Culler – Chapter 7
Autsin’s performatives: – Constative utterances describing a state of affairs that are true or false.
(George promised to come.) – Performative utterances that are not true or false and actually perform an action.
You can draw up a list of performative verbs – I promise, I order, I declare – but you can’t limit performative language to only those verbs.
There are some implicit performatives: – – – “I will pay you tomorrow.” Can be come a promise to pay.
“Stop!” Can be “short” for “I order you to stop.” “There is a cat on the mat.” Can be come the performative “I affirm that there is a cat on the mat.” Constative utterances also perform actions – they state, affirm, describe.
Literature is a performative language. – They create the state of affairs to which they refer. (Joyce creates the scene which didn’t exist before he invented it.) – The bring into being ideas and deploy them. (The idea of romantic love is the creation of novels.)

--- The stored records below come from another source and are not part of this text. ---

PR #315, opened 2021-05-08
Implement saving of configuration to a set of JSON files, one per iteration.

osschar:
To export (%d MUST be present):
  `` ./mkFit --json-save-iterations mkfit-iteration-%d.json ``

To load a single file, e.g.:
  `` ./mkFit .... --json-patch mkfit-iteration-0-test.json ``

To load a set of files use shell, --json-patch must be given for every file:
  `` ./mkFit .... `for a in {0..8}; do echo --json-patch mkfit-iteration-$a.json; done` ``

From ./mkFit --help:
```
JSON config patcher options:
  --json-patch <filename>  patch iteration config from given JSON file (def: do not patch)
                           can be specified multiple times for several files
  --json-save-iterations <fname-fmt> save per iteration json files
                          %d in fname-fmt gets replaced with iteration number
  --json-patch-verbose     print each patch assignment as it is being made (def: false)
  --json-patch-dump-before print iteration config before patching (def: false)
  --json-patch-dump-after  print iteration config after  patching (def: false)
```

### DIFF
--- a/Config.cc
+++ b/Config.cc
@@ -102,7 +102,8 @@ namespace Config
   bool        json_patch_dump_before = false;
   bool        json_patch_dump_after  = false;
   bool        json_patch_verbose     = false;
-  std::string json_patch_filename;
+  std::vector<std::string> json_patch_filenames;
+  std::string              json_save_iters_fname_fmt;
 
   void RecalculateDependentConstants()
   {
--- a/Config.cc
+++ b/Config.cc
@@ -99,11 +99,13 @@ namespace Config
   bool  backwardFit = false;
   bool  includePCA = false;
 
-  bool        json_patch_dump_before = false;
-  bool        json_patch_dump_after  = false;
-  bool        json_patch_verbose     = false;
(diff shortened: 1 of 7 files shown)


osschar:
I propose to copy CMS-2017-HitSelectionWindows.h  CMS-2017.acc  CMS-2017.cc from Geoms/ to RecoTracker/MkFit/, build them there, and call the geometry/iteration-config generation function from geometry-producer directly, without using the geometry-plugin loading mechanism.

In the future we then cleanup this code so IterationConfigs can be created independently, per iteration.

makortel:
The plain `./mkFit --json-save-iterations mkfit-iteration-%d.json` did not work for me, adding `--geom CMS-2017` made it to dump the JSONs. The execution itself either gets stuck or crashes, but I suppose the JSON files themselves are fine.

osschar:
I tested saving and loading while running "standard" jobs over 1 event. So yes, I assume they are ok. :)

Performative breaks the link between meaning and intention of speaker. Just because I say it, doesn’t mean I mean it.
Literature acts the same way. What the writer intends, is not thought to be what determines meaning. A whole host of other things do that: reader, context, understanding of literary conventions, for example.
Derrida claims that performatives only work if they are recognized as versions of a familiar formula. Because we “work” or “understand” through the recognition of set pieces, rituals, if you will, the performative only works if it’s part of a larger recognizable contextual scene. What are some rituals for which we have established langauge: religious events, meetings (Robert’s Rules), shopping (Can I help you?), literature certainly (Once upon a time).

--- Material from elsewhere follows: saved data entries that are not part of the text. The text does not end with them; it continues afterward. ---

Issue #266, opened 2020-03-04
clean out KNC cruft from make


srlantz:
Makefile and Makefile.config still have various sections related to building mkFit for the now-defunct Knights Corner coprocessor, which was removed from the phiphi test machine a long time ago (when it became phi1). At this point, we would be better off without the clutter.

srlantz:
Closed by #316.

PR #316, opened 2021-05-09
Remove USE_MATRIPLEX and remaining traces of MIC as C define and make variable

osschar:
Add SSE3 option to Makefile.config.

Set Matriplex width to 4 for SSE.

gcc-10, AMD Ryzen 7, cand build time, 10 events (after skipping 1st), best-out-of 2

```
   sse4   sse3   avx   avx2    avx-int  avx2-int
 4 2.30   2.34
 8 2.64          2.54  2.47    2.56     2.54
16 3.08                2.93
32                     3.71
```

### DIFF
--- a/Config.cc
+++ b/Config.cc
@@ -23,7 +23,7 @@ namespace Config
   int   numThreadsFinder = 1;
   int   numThreadsEvents = 1;
   
-#if defined(__MIC__) || defined(__AVX512F__)
+#if defined(__AVX512F__)
   int   numThreadsSimulation = 60;
 #else
   int   numThreadsSimulation = 12;
--- a/Config.h
+++ b/Config.h
@@ -413,22 +413,21 @@ namespace Config
     return (Config::mag_b0*z*z + Config::mag_b1*z + Config::mag_c1)*(Config::mag_a*r*r + 1.f);
   }
 
-#ifdef USE_MATRIPLEX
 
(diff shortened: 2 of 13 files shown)


srlantz (approved):
Thanks @osschar, this PR does a lot of good cleanup and actually closes issue #266 for us. However, I will likely open a new issue to track some of the following requests, most of which pertain to Makefile.config.

Question, in config.h, what is the purpose of THREAD_BINDING?

In Makefile.config, I think we need to get rid of the test for INTEL_LICENSE_FILE and pick some other test for icc. There is no longer going to be a license file for those who download Intel oneAPI to get the free icc = Intel C/C++ Compiler Classic. On a related note, the init_env.sh script in xeon_scripts should be updated for the icc in Intel oneAPI, gcc 9 or 10, etc.

Also, the icc man page claims -mfma is a no-op. I believe the preferred AVX2 option should be -march=core-avx2. This works for both icc and gcc (and clang too, ultimately).

Other updates to Makefile.config can be considered, though they're not urgent, as the lines in question are commented out. Anyway, some of the "Mac OS X" (now macOS) choices are way out of date. Likewise devtoolset-2, etc.

I'm not sure what effect USE_VTUNE_NOTIFY is having these days, along with the ittnotify library. The calls to that lib in the code should be revisited at some point.

PR #318, opened 2021-06-07
revert writing of dummy hits from PR 287

slava77:
@cerati 
informed me that the code added to WriteMemoryFile.cc in #287 is not needed and the dead modules will be handled by other means


cerati:
yes, we are currently exploring a different strategy to account for dead modules. Merging.

PR #235, opened 2021-02-21
Improve look and feel of main section pages.

AlexMountain:
- [x] Make the main sections for each app look consistent and more polished.


AlexMountain:
@trevorskaggs Ready for review, feel free to make or suggest any other tweaks!  Also, the intake page is starting to feel like it does less and less, hit me up if you want to chat about consolidating it!

trevorskaggs (commented):
image
Can we add the total number counts by species to this in some way?
image
Is there a way to either include DA# or Team Member Names on the tooltips here? Maybe we just put the Team # per our discussion earlier today once that is baked?  Might also be worth cards similar to Shelter section, but with the Open DAs?

AlexMountain:
@trevorskaggs Added the team members, good idea!  We can add the team name in addition once that's a thing.  On the shelter counts, I spent a few minutes trying to find a good place to display them but failed.  Rather than spending more time on it now, let's identify if we have any more reporting-type information we want for shelters and whether or not this is the page for it.

PR #241, opened 2021-02-25
Address Lookup Improvements

AlexMountain:
- [x] Add minimap to Address Lookups
- [x] Support cross street lookups
- [x] Support Lat Lon lookups
- [x] Draggable map marker to set precise location


AlexMountain:

trevorskaggs (approved):
This ticket is amazing and exactly what we needed!  Only tweak I would want is to not reset the zoom level after drag/dropping the pin!

AlexMountain:
@trevorskaggs I had played with better zoom handling but nothing was working so I moved on at the time.  Had an epiphany and took another stab due to your comment and I think I got it!  Gonna merge.

PR #243, opened 2021-02-26
Add Animal Index to Name

AlexMountain:
- [x] Add animal index when displaying an animal name throughout the site
- [x] Add animal list to reporter details
- [x] Update and polish all animal lists (person details, SR details, shelter details, room details)


AlexMountain:
@trevorskaggs I think this one is ready for review. Only page I deliberately skipped adding the animal ID to was the DA Search page because it still needs a larger overhaul.

trevorskaggs (approved):
Looking good! We might get future feedback on this, but for the time being, SEND IT! 🐟

PR #246, opened 2021-02-28
History pagination

SpencerjCarroll:


AlexMountain (commented):
@SpencerjCarroll Functionality seems to be working well but there's a spacing issue (larger gaps between history items)!  Also, the "key" you added also doesn't appear to be working as there's still a warning being thrown in the console (`Warning: Each child in a list should have a unique "key" prop`, see the unique key I used on the `Collapse`).  Do you even need to add a div here or can the `hidden` logic just be applied straight to the `Collapse` block?

AlexMountain:
@SpencerjCarroll Good to merge!  🌺

PR #248, opened 2021-03-02
Support dispatch team names

AlexMountain:
- [x] Add team name model migrations
- [x] Add dispatch team name through site when referencing a dispatch assignment
- [x] Support selecting a team in the dispatch map team member selector
- [x] Only provide team names from the previous day


AlexMountain:

trevorskaggs:
Getting an interesting result when adding a new member to an existing team, as we end up with multiple entries for "Team1".  I don't think this is actually wrong, just potentially confusing....
image
That being said, if you do the same process again, you end up with a true duplicate:
image

AlexMountain:
@trevorskaggs Do we effectively want the most recent "Team1" here?  I think we can do that fairly easily on the frontend.

AlexMountain:
@trevorskaggs Ready!

trevorskaggs (approved):
:shipit:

Cullers, here, looks at that Frost poem – – We dance in a ring and suppose, – But the secret sits in the center and knows.
He says that the metonymic action of the poem, turning the secret, which is an object in “normal language” something that we know or don’t know, into a subject, or something that knows, turns something constative into something performative.

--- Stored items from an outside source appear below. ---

Issue #145, opened 2020-12-12
Filter Animals in Dispatch Assignment Resolution 


trevorskaggs:
Looks like we need to filter the list of animals displayed during this step to just those that are currently being serviced.  That would basically be any animals with either a status of Reported/UTL/SIP.  Other animals are currently returning that are listed as Evac/Shelter/etc. which can cause a accidental data entry issue!
![image](https://user-images.githubusercontent.com/1276123/101970887-f63ff880-3be1-11eb-9fd9-976b9fd1b738.png)
In the above example the team was just redeployed to look for the one UTL animal, but on resolution they are asked to triage all the original animals!

PR #257, opened 2021-03-09
Query linting

rmeyers4:


rmeyers4:
@AlexMountain @trevorskaggs : Ready for a review - I clicked through the app and don't think I broke anything. Still need to fix the Shelter module, but this should speed up most aspects of hotline and dispatch, and I'll tackle those after alex and I chat about ways we can maybe simplify our models.

evac/models.py
```diff
@@ -27,6 +27,7 @@ class EvacAssignment(models.Model):
 
     team = models.ForeignKey(DispatchTeam, on_delete=models.SET_NULL, blank=True, null=True)
     service_requests = models.ManyToManyField(ServiceRequest, related_name='evacuation_assignments')
+    # do we need this or can we get animals from SR?
```
AlexMountain, line 30: We added this mapping to make sure each DA had a static list of which animals were assigned when it was opened.  Unfortunately it can be the case where not all animals in an SR belong to a DA as animals can change dynamically on the SR. See https://github.com/trevorskaggs/shelterly/issues/145 for the original issue.  If axing this would help performance in any appreciable way, we can certainly try something else.  Let's talk about it tonight.

evac/views.py
```diff
@@ -54,7 +54,7 @@ class EvacAssignmentViewSet(viewsets.ModelViewSet):
     queryset = EvacAssignment.objects.all()
     search_fields = ['team__name', 'team__team_members__first_name', 'team__team_members__last_name', 'service_requests__owners__first_name', 'service_requests__owners__last_name', 'service_requests__address', 'service_requests__reporter__first_name', 'service_requests__reporter__last_name', 'animals__name']
     filter_backends = (filters.SearchFilter,)
-    permission_classes = [permissions.IsAuthenticated, ]
+    permission_classes = []
```
AlexMountain: Gonna add this back in!

hotline/views.py
```diff
@@ -12,11 +12,20 @@ class ServiceRequestViewSet(viewsets.ModelViewSet):
     queryset = ServiceRequest.objects.all()
     search_fields = ['address', 'city', 'animal__name', 'owners__first_name', 'owners__last_name', 'owners__address', 'owners__city', 'reporter__first_name', 'reporter__last_name']
     filter_backends = (filters.SearchFilter, filters.OrderingFilter)
-    permission_classes = [permissions.IsAuthenticated, ]
-    serializer_class = ServiceRequestSerializer
+    permission_classes = []
```
AlexMountain: and here!

urls.py
```diff
@@ -25,8 +40,9 @@
     url(r'login/', LoginView.as_view(), name='knox_login'),
     url(r'logout/', knox_views.LogoutView.as_view(), name='knox_logout'),
 ]
-urlpatterns += static(settings.STATIC_URL, document_root=settings.STATIC_ROOT)
-urlpatterns += static(settings.MEDIA_URL, document_root=settings.MEDIA_ROOT)
```
AlexMountain: Were these removed for a particular reason?  My media images broke without it.  Adding back but let me know if there's more to discuss here.

AlexMountain (approved):
Looking really good!  I found a few missing pieces of information that I added back in.  Please cross review my commit to make sure we don't need anything else to support my changes!  IAfter that then good to go!  🎭

PR #262, opened 2021-03-17
Move LoginForm to be on Home page.

AlexMountain:
- [x] Use Home url to be our login form page.


trevorskaggs (approved):
Groovy! 👍 Will circle back and double check the next time we push up to prod!

PR #264, opened 2021-03-19
Dispatch Assignment Search Improvements

AlexMountain:
- [x] Clean up and polish DA Search page results
- [x] Add minimap
- [x] Add pagination

### DIFF
--- a/evac/serializers.py
+++ b/evac/serializers.py
@@ -53,6 +53,14 @@ class EvacAssignmentSerializer(serializers.ModelSerializer):
     # action_history = serializers.SerializerMethodField()
     team_object = DispatchTeamSerializer(source='team', required=False, read_only=True)
     service_request_objects = DispatchServiceRequestSerializer(source='service_requests', required=False, read_only=True, many=True)
+    team_member_names = serializers.SerializerMethodField()
+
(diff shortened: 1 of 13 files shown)


AlexMountain:

trevorskaggs (commented):
Looking solid!

Might be an issue with `Unknown` parsing correctly? Seems to be present in the tooltip from the map and on the actual SR row on the right!
image
image

Are we able to expose the SR Details button? Also could we open up in a new tab if clicked on in the minimap? Not sure we "need it", but I think we offer that elsewhere?

- [x] When there is only 1 SR, we might need to zoom out as the tooltip actually gets clipped a bit!
Starting Zoom:
image
Zoomed out 4 Levels:
image
Zoomed out 1 level, but center offset slightly:
image

AlexMountain:
@trevorskaggs Changes made except for adding an SR details icon.  I'm hoping that by making the minimap SR icons clickable links we've achieved the desired functionality?  I've removed all other clipboard details links from our searches except for the object being searched on in an effort for cleanliness and consistency, but let me know if you feel we should make an exception here.  Otherwise ready for a rereview!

The only way to claim that language is performative is through a constative utterance. There is no way to claim that language is constative except through the performative act of language. What’s really expressed in langauge? – what’s out there and real or what’s inside and already theorized or shaped by interaction and context.
How do you know what it is you’re asserting? Where does “truth” come from?
Butler claims that we are all “constructed” by cultural and social conditions/ expectations.
Gender, for example, is not what one is, but what one does. You become male or female based on what you do, not on some essential quality in your biological or psychological make up.
The way we determine what actions make you female or male is based on social conventions or norms, repeated over and over in individual and group behavior. This does not mean that you are free to choose. We we say, “it’s a girl” after birth, we begin the process of constructing the female self. It’s not a constative, factual statement, but rather, a performative one. The first in a long line of performatives that shape our gendered behavior.
All of our behaviors are linked to formulas for boyness or girlness. These behaviors accumulate the force of authority through repetition over time.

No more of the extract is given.